Good luck with the melter.....Bernie Foley


----------



## goldsilverpro

I have used Variacs all my working life. They are very handy for controlling heaters, stirrer speeds, etc.


----------



## Bernie Foley

Noxx&friends,
I have some good bulliten 700 relays that are 4 contacts and can be changed to no or nc.
send me a pm as i have quite a bit of stuff in that line...Trading is good...I need glass,melting dishes,erylmeyers...I'm short as hell on variacs...I can tell you who has them on ebay at good prices....I have a cnc minimill and can make simple stuff not harley
cyclinder heads.can make bullion moldsEtc...good luck Bernie


----------



## Refiner232121

Hi Everyone
I have been wanting to build an induction heater for a while.
I dont know if this is an induction heater.
If it is I would be intrested in making one


Also Gsp you said this and it would be nice if you could tell us more about that
Thanks



> I have used Variacs all my working life.

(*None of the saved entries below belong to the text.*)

PR #1826, opened 2025-12-10
Made dockerfile smaller by using smaller slim base image

jessevz:
Since we only use the prebuilt image for compiling sqlx-cli, we can get away with a smaller image


s3inlc:
Technically this size change only is relevant when the image is built, as it needs to pull less data, but it does not influence the image size of the actual hashtopolis image. But why not, it's at least something :)

PR #1833, opened 2025-12-11
Made it possible to sort on 1 to 1 relationship attributes

### LINKED ISSUE #1832: [ENHANCEMENT]: Sort on included objects api
### Description

Make it possible to sort on included data in the API so that its possible to click on every column for sorting in the frontend.

jessevz:
closes #1832

### DIFF
--- a/src/dba/CoalesceOrderFilter.class.php
+++ b/src/dba/CoalesceOrderFilter.class.php
@@ -13,6 +13,10 @@ class CoalesceOrderFilter extends Order {
   }
   
   function getQueryString(AbstractModelFactory $factory, bool $includeTable = false): string {
-    return "COALESCE(" . implode(", ", $this->columns) . ") " . $this->type;
+    $mapped_columns = [];
+    foreach($this->columns as $column) {
+      array_push($mapped_columns, AbstractModelFactory::getMappedModelKey($factory->getNullObject(), $column));
+    }
+    return "COALESCE(" . implode(", ", $mapped_columns) . ") " . $this->type;
   }
 }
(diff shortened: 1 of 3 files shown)


src/dba/CoalesceOrderFilter.class.php
```diff
@@ -0,0 +1,18 @@
...
+  private $columns;
+  private $type;
+  
+  function __construct($columns, $type) {
+    $this->columns = $columns;
+    $this->type = $type;
+  }
+  
+  function getQueryString(AbstractModelFactory $factory, bool $includeTable = false): string {
+    return "COALESCE(" . implode(", ", $this->columns) . ") " . $this->type;
```
s3inlc: To ensure that there will not be any problem on mapped columns, we have to ensure that the column names in $this->columns are translated similar for example how it's done in the standard order filter. For each of the column this mapping translation has to be checked similar as this:
```
AbstractModelFactory::getMappedModelKey($factory->getNullObject(), $column);
```

src/dba/JoinFilter.class.php
```diff
@@ -27,18 +27,31 @@ class JoinFilter extends Join {
...
   /**
    * JoinFilter constructor.
    * @param $otherFactory AbstractModelFactory
    * @param $matching1 string
    * @param $matching2 string
    * @param $overrideOwnFactory AbstractModelFactory
+   * @param $joinType string is normally inner, left or right
    */
-  function __construct($otherFactory, $matching1, $matching2, $overrideOwnFactory = null) {
+  function __construct($otherFactory, $matching1, $matching2, $overrideOwnFactory = null, $joinType = "inner", $queryFilters = []) {
```
s3inlc: in order to keep consistent on how we build the queries I would write the SQL instruction all uppercase (i.e. `INNER`). Also I think it would make sense to add constant strings to the JoinFilter class so that we don't have to put in strings in the argument but for example: `JoinFilter::INNER` instead.

PR #1841, opened 2025-12-17
Read DB port env variable properly in db check in entrypoint

### LINKED ISSUE #1840: [BUG]: docker entrypoint only works with database default ports
### Version Information

dev

### Hashcat

_No response_

### Description

The check if the database is ready in docker-entrypoint.sh is only working properly if the default port for the corresponding database is used. In the mysql/psql commands the ports are not provided.

s3inlc:
closes #1840

### DIFF
--- a/docker-entrypoint.sh
+++ b/docker-entrypoint.sh
@@ -18,10 +18,16 @@ if [[ "$HASHTOPOLIS_DB_TYPE" == "mysql" ]]; then
     echo "Using MySQL..."
     DB_CMD="mysql -u${HASHTOPOLIS_DB_USER} -p${HASHTOPOLIS_DB_PASS} -h ${HASHTOPOLIS_DB_HOST} --skip-ssl"
     DB_TYPE="mysql"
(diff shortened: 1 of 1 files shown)


docker-entrypoint.sh
```diff
@@ -18,10 +18,16 @@ if [[ "$HASHTOPOLIS_DB_TYPE" == "mysql" ]]; then
     echo "Using MySQL..."
     DB_CMD="mysql -u${HASHTOPOLIS_DB_USER} -p${HASHTOPOLIS_DB_PASS} -h ${HASHTOPOLIS_DB_HOST} --skip-ssl"
     DB_TYPE="mysql"
+    if [[ -n "${HASHTOPOLIS_DB_PORT}" ]]; then
```
jessevz, line 21: This variable should probably also be added to the env.example

s3inlc: I did not include it in the env example as there it takes the default ports without configuration and therefore is only optional (and probably very rarely used).

jessevz (approved):

PR #1851, opened 2025-12-28
Optimized check for already cracked hashes

Grr1337:
The check, whether hashes from a new hashlist are already cracked in another list, got optimized.
Instead of searching each hashline in the database, the entire comparion got sourced out to the database.
A temporary table of the new hashes is created and via join cracked hashes will be determined.

This will speed up the comparison for lists of a bigger size.

I haven't done comprehensive performance tests, but with my hashtopolis hash table containing 10 million rows and a 500k lines hashfile, I achieved 40 seconds instead of 1 minute and 15 seconds.

### DIFF
--- a/src/inc/utils/HashlistUtils.class.php
+++ b/src/inc/utils/HashlistUtils.class.php
@@ -852,7 +852,7 @@ class HashlistUtils {
         $db = Factory::getAgentFactory()->getDB();
         $db->query(
           "CREATE TEMPORARY TABLE tmp_hashes (
-            hash VARCHAR(255)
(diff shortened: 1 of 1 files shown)


s3inlc:
Thanks for your pull request. Please note that currently the big changes are happening in the dev branch and besides some bugfixes, the master will be updated at the point where the dev gets merged.
The issue with your optimization here is, that you are using in-line MySQL which makes it inflexible for other systems (we have now MySQL and PostgreSQL supported in the current development). 
If it's possible to make this temporary table database system agnostic, it could be interesting though.

PR #1877, opened 2026-01-22
Added helper to retrieve files in the import directory

jessevz:


src/inc/apiv2/helper/importFile.routes.php
```diff
@@ -386,6 +386,31 @@ function processDelete(Request $request, Response $response, array $args): Respo
...
+   * Scans the import-directory for files. Directories are ignored.
+   * @return array of all files in the top-level directory /../import
+   */
+  function scanImportDirectory() {
+    $directory = Factory::getStoredValueFactory()->get(DDirectories::IMPORT)->getVal() . "/";
+    if (file_exists($directory) && is_dir($directory)) {
+      $importDirectory = opendir($directory);
+      $importFiles = array();
+      while ($file = readdir($importDirectory)) {
+        if ($file[0] != '.' && $file != "." && $file != ".." && !is_dir($file)) {
```
s3inlc: I think the part `&& $file != "." && $file != ".."` is redundant, as the first character is check for a dot which both of the other two cases have as well.

PR #1884, opened 2026-01-22
Test pipeline

jessevz:


jessevz:
Static code analyzer added to the github actions, for now will scan only the new api code, but once a lot of legacy code has been removed we can scan more directories and also increase the level of the scanning

PR #1917, opened 2026-02-05
Adding additional indexes

s3inlc:
This adds all missing indexes on foreign keys in postgres (as in mysql they are created by default, but not in postgres).

Additionally, we create indexes on (isArchived, priority) for the tables Task and TaskWrapper, and on isArchived for the table Hashlist. Unfortunately, it is not possible to use `IF NOT EXISTS` on mysql create and drop index statements, therefore I had to create the stored procedures to avoid people having issues with the migrations if some index already exists or it tries to drop an index which does not exist.


src/migrations/mysql/20260205140244_indexes.sql
```diff
@@ -0,0 +1,60 @@
...
+        PREPARE st FROM @sqlstmt;
+        EXECUTE st;
+        DEALLOCATE PREPARE st;
+    END IF;
+
+END;
+
+-- create new indexes on some isArchived columns which is used on a lot of queries
+CALL CreateIndex('Hashlist', 'isArchived', 'isArchived, hashlistId');
+CALL CreateIndex('Task', 'isArchived_priority', 'isArchived, priority');
```
jessevz: I think as a third index, the composite index should also have the taskId

src/migrations/mysql/20260205140244_indexes.sql
```diff
@@ -0,0 +1,60 @@
...
+
+CALL DropIndex('TaskWrapper', 'isArchived'); -- we drop and replace the single isArchived index with the following composite one
+CALL CreateIndex('TaskWrapper', 'isArchived_priority', 'isArchived, priority');
```
jessevz: The same here, the TaskWrapperId as third composite index

jessevz:
Some additional index that we might want to add:

I created the following index a while back:

  ADD KEY `isCracked` (`isCracked`),

But I think it works better for us if its:

  ADD KEY `isCracked` (`isCracked`, `timeCracked` DESC, `HashId` DESC),

src/migrations/mysql/20260205140244_indexes.sql
s3inlc: is this to cover the specific `SELECT * FROM Task WHERE isArchived=0 ORDER BY priority DESC, taskId ASC` statements?

jessevz: yes, the taskId is a tie breaker. And especially since priority it is easy to have priority with the same value, we also need the taskId in the index. That being said, currently I think taskid and priority are either both ASc or both DESC. we still have to change this and then also reflect this then in the index

s3inlc: I think the index does not really care about the ordering, e.g. when you do DESC it will just start from the other direction on the index

jessevz: Yes when both indexes are the same (both ASC for example) this is possible, but when you have one index that is ASC and the other is DESC this is not possible, because you cant just start from the other direction anymore

s3inlc: but that would mean with the double composite (isArchived, priority) you could do queries on both ascending and descending priority, but with the three key index (isArchived, priority, taskId) you could not use it for the query: `SELECT * FROM Task WHERE isArchived=0 ORDER BY priority ASC, taskId ASC `, correct?

From what I read it's not recommended that much to extensively use composite indexes, especially with three keys, probably due to the fact that you loose some coverage on other queries where the index then cannot be used anymore.

s3inlc: so it seems in our case it makes sense to do three columns, I will add them for both Task and TaskWrapper..

jessevz (approved):

PR #1925, opened 2026-02-12
Credentials/Startup Refactoring for testing and DBA Column Filter

s3inlc:
Removed all global variables like `$CONN`, `DBA_xx`, `$VERSION` into a StartupConfig singleton class to avoid issues in order of includes. 
The only remaining ones are legacy related and supposed to be removed in the future.

This also allowed to get rid of `confv2.php` and `info.php` which are now incorporated into `StartupConfig`.

### DIFF
--- a/src/dba/AbstractModelFactory.class.php
+++ b/src/dba/AbstractModelFactory.class.php
@@ -487,12 +487,7 @@ abstract class AbstractModelFactory {
     $stmt = $dbh->prepare($query);
     $stmt->execute($vals);
     
-    // put result into one array
-    $result = [];
-    while ($row = $stmt->fetch(PDO::FETCH_NUM)) {
-      $result[] = $row[0];
-    }
-    return $result;
+    return $stmt->fetchAll(PDO::FETCH_COLUMN);
   }
   
   public function sumFilter($options, $sumColumn) {


src/dba/AbstractModelFactory.class.php
```diff
@@ -463,6 +465,36 @@ public function multicolAggregationFilter($options, $aggregations) {
...
+   * @param $column string single column key which should be retrieved
+   * @return array of the column entries returned from this query
+   */
+  public function columnFilter(array $options, string $column): array {
+    $query = "SELECT " . Util::createPrefixedString($this->getMappedModelTable(), [self::getMappedModelKey($this->getNullObject(), $column)]);
+    $query = $query . " FROM " . $this->getMappedModelTable();
+    
+    $vals = array();
+    
+    if (array_key_exists(Factory::JOIN, $options)) {
```
jessevz, line 479: Do joins make sense when you need a single column? I would assume you just use the single factory you need

src/dba/AbstractModelFactory.class.php
```diff
@@ -463,6 +465,36 @@ public function multicolAggregationFilter($options, $aggregations) {
...
+      $query .= $this->applyFilters($vals, $options[Factory::FILTER]);
+    }
+    
+    $dbh = self::getDB();
+    $stmt = $dbh->prepare($query);
+    $stmt->execute($vals);
+    
+    // put result into one array
+    $result = [];
+    while ($row = $stmt->fetch(PDO::FETCH_NUM)) {
```
jessevz: instead of doing this with a loop, I think you can do PDO::FETCH_COLUMN, and that will already return the results in the format you want

src/dba/AbstractModelFactory.class.php
s3inlc: Yes, for example when you want to retrieve all hashlists IDs you have access to. You would need a join with accessgroup, but in the end you are just interested in the hashlist IDs.

src/dba/AbstractModelFactory.class.php
s3inlc: I will check

PR #1946, opened 2026-02-20
Update the basic install manual according to the latest release

coiseiw:
Adjusting the manual for the installation since the security update


ObsidianOracle (approved):
Fine.

PR #1953, opened 2026-03-04
Added helper for getting available tasks for agent

jessevz:


src/inc/apiv2/helper/GetBestTasksAgent.php
```diff
@@ -0,0 +1,99 @@
...
+  }
+  
+  static public function register($app): void {
+    $baseUri = GetBestTasksAgent::getBaseUri();
+    
+    /* Allow CORS preflight requests */
+    $app->options($baseUri, function (Request $request, Response $response): Response {
+      return $response;
+    });
+    $app->get($baseUri, "Hashtopolis\\inc\\apiv2\\helper\\getBestTasksAgent:handleGet");
```
s3inlc: I think here the class name should be used which would need to be capitalized, maybe this got forgotten on the copilot suggestion change?

s3inlc (changes requested):

s3inlc (approved):

PR #1965, opened 2026-03-11
Api tokens

jessevz:


src/migrations/mysql/20260309164000_api-key.sql
```diff
@@ -0,0 +1,11 @@
+CREATE TABLE JwtApiKey (
+    JwtApiKeyId INT NOT NULL AUTO_INCREMENT,
+    userId INTEGER,
```
s3inlc, line 3: additional to the suggestions of copilot, userId and isRevoked probably also should have 'NOT NULL'

src/migrations/postgres/20260309164000_api-key.sql
```diff
@@ -0,0 +1,10 @@
+CREATE TABLE JwtApiKey (
+    JwtApiKeyId SERIAL NOT NULL PRIMARY KEY,
+    userId INTEGER,
```
s3inlc, line 3: additional to the suggestions of copilot, userId and isRevoked probably also should have 'NOT NULL'

src/migrations/mysql/20260309164000_api-key.sql
```diff
@@ -0,0 +1,11 @@
+CREATE TABLE JwtApiKey (
+    JwtApiKeyId INT NOT NULL AUTO_INCREMENT,
```
s3inlc: please use camelcase with a lowercase start as this is done on all column names for the db

src/migrations/postgres/20260309164000_api-key.sql
```diff
@@ -0,0 +1,10 @@
+CREATE TABLE JwtApiKey (
+    JwtApiKeyId SERIAL NOT NULL PRIMARY KEY,
```
s3inlc: please use camelcase with a lowercase start as this is done on all column names for the db

src/dba/models/generator.php
```diff
@@ -287,6 +287,15 @@
     ['name' => 'errors', 'read_only' => True, 'type' => 'str(65535)', 'protected' => True],
   ],
 ];
+$CONF['JwtApiKey'] = [
+  'columns' => [
+    ['name' => 'jwtApiKeyId', 'read_only' => True, 'type' => 'int', 'protected' => True],
```
s3inlc, line 292: the naming of the column key is correct here, but was it maybe not re-generated as it is capitalized in the model classes?

s3inlc (changes requested):

src/migrations/mysql/20260309164000_api-key.sql
jessevz: Agree with isRevoked, but userId should be nullable, because otherwise you cant delete an user when it still has an api token because of foreignkey constraints. I will add that when an user is deleted, it will turn the userid of the apikey to null

s3inlc: Okay, if this is the process which should be done.
Is it ensured then that such tokens which are not assigned anymore can be handled by the admin? Otherwise we would then up with tokens floating around which no one can see.

src/migrations/mysql/20260309164000_api-key.sql
```diff
@@ -0,0 +1,11 @@
+CREATE TABLE JwtApiKey (
+    jwtApiKeyId INT NOT NULL AUTO_INCREMENT,
+    userId INTEGER,
+    startValid bigint NOT NULL,
+    endValid bigint NOT NULL,
+    isRevoked BOOLEAN NOT NULL DEFAULT FALSE,
+    PRIMARY KEY (`jwtApiKeyId`),
+    KEY `idx_JwtApiKey_userId` (`userId`),
```
s3inlc: as we renamed the column to be non-capitalized, I would keep it consistent also in the index/key names

src/migrations/postgres/20260309164000_api-key.sql
```diff
@@ -0,0 +1,10 @@
+CREATE TABLE JwtApiKey (
+    jwtApiKeyId SERIAL NOT NULL PRIMARY KEY,
+    userId INTEGER,
+    startValid bigint NOT NULL,
+    endValid bigint NOT NULL,
+    isRevoked BOOLEAN NOT NULL DEFAULT FALSE,
+    CONSTRAINT fk_JwtApiKey_user
```
s3inlc, line 7: as we renamed the column to be non-capitalized, I would keep it consistent also in the index/key names

src/migrations/postgres/20260309164000_api-key.sql
```diff
@@ -0,0 +1,10 @@
...
+        FOREIGN KEY (userId) REFERENCES htp_User(userId)
+);
+CREATE INDEX idx_JwtApiKey_userId ON JwtApiKey (userId);
```
s3inlc: as we renamed the column to be non-capitalized, I would keep it consistent also in the index/key names

s3inlc (changes requested):

src/migrations/mysql/20260309164000_api-key.sql
jessevz: Yes, admin has access to all tokens

s3inlc (approved):

PR #30, opened 2013-07-27
ASN.1 basic format types/parsers/encoders

oh2mqk:
Just one directory set of javadoc patches.

### DIFF
--- a/core/src/main/java/org/bouncycastle/asn1/ASN1ApplicationSpecificParser.java
+++ b/core/src/main/java/org/bouncycastle/asn1/ASN1ApplicationSpecificParser.java
@@ -2,9 +2,16 @@ package org.bouncycastle.asn1;
 
 import java.io.IOException;
 
+/**
+ * Interface for parse of ApplicationSpecific objects.
+ */
 public interface ASN1ApplicationSpecificParser
     extends ASN1Encodable, InMemoryRepresentable
 {
+    /**
+     * Read an object from the input stream.
+     * @throws IOException for bad input stream.
+     */
     ASN1Encodable readObject()
         throws IOException;
 }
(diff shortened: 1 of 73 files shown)


RajeshBhatwar:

They are so so handy for controlling heaters, stirrer speeds, etc.


----------



## goldsilverpro

Here's a bunch of them on Ebay
http://shop.ebay.com/items/?_nkw=variac&_armrs=1&_from=&_ipg=

The simpler ones I used looked more like this one except they were usually 15-20 amps. You simply plug the 110V, AC device you want to control, into the Variac. A 15A Variac will handle most any 110V device, since the devices are most always a max of 1500 watts, or 13 amps.The Variacs are available in a myriad of sizes and, I'm sure, voltages. Some types of motors can't be controlled in this manner, but stirrers can. They are also great for heaters, hotplates, 110V furnaces, and immersion heaters. They would probably work on power supplies, but I've never tried it. The Variac will often provide much better control on these things than the controls that came with them and you can adjust them to a gnat's a**. I usually plugged in the Variac, turned the pot on the Variac to zero, turned the control on the device to max, plugged the device into the Variac, and zeroed in on the adjustments required, using the Variac pot. 

EDIT: The Variac is sort of like a high power light dimmer switch. I also kept records of the various Variac settings needed for the various devices, so I wouldn't have to play around with it each time I used it. I think you can lower the controls on some of the devices to get better sensitivity when adjusting the Variac.
http://cgi.ebay.com/Powerstat-Variac-0-140-Volt-10-Amp-Type-116B-Fused_W0QQitemZ380141343566QQcmdZViewItemQQptZBI_Circuit_Breakers_Transformers?hash=item588230934e&_trksid=p3286.c0.m14&_trkparms=65%3A12|66%3A2|39%3A1|72%3A1205|293%3A1|294%3A50


----------



## Bernie Foley

Hi Gsp&friends,
The metered 20 amp units like the red ones are just fine for most any project.Most even have a fuse or circuit breaker built in!
Good luck-Bernie


----------



## Noxx

I never heard of variac before... I might give it a try.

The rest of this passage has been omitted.